Since they have become messier and smellier in the house or garage and outgrowing their brooder box, they need to go outside!
So when can chicks safely move to the coop and stay out all night? Several key factors must be considered, and you can ensure they are ready for the transition.
The move will need to happen gradually over a few days or more.
This article will help you understand and decide when it’s safe to move your chicks outside.
When Can Chicks Stop Using a Heat Source?
I’m often asked the question; the short answer is it depends.
Chicks hatched with mother hens can go out as early as day 2. But this is because Mama is a mobile heater that closely monitors her chicks.
When they get cold, they crawl under her and snuggle in the down feathers of her breast and stomach.

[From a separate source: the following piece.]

Issue #98, opened 2016-09-27
Add ability to process FIO bank transfers


ricco386:
FIO bank has API that allows to download transactions statement: http://www.fio.sk/docs/cz/API_Bankovnictvi.pdf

She will fluff out her feathers and lift her wings for them to crawl into a warm place. She will remain in place until they are warmed and ready to move back to the safety of the coop.
But for chicks hatched in an incubator and raised by you, it’s up to keep them warm enough. This article on raising baby chicks will give you more specifics on temperatures for keeping chicks safe and warm enough.
What Happens If You Move Chicks Outside Too Soon?
Baby chicks are hatched as little fluff balls covered with tiny, soft, fluffy feathers called down feathers.
These feathers keep them warm, but they have their limitations. It’s not until they grow adult, contour, and wing feathers that they can regulate their body temperature and be ready for the outdoor coop.
Chicks younger than 6 weeks old shouldn’t even be considered for going outside. They are too young and depend on the brooder to keep them warm.
If you’ve been brooding them inside with a heat lamp or heat plate, like this EcoGlow, gradually reducing the temperature by 5 degrees each week.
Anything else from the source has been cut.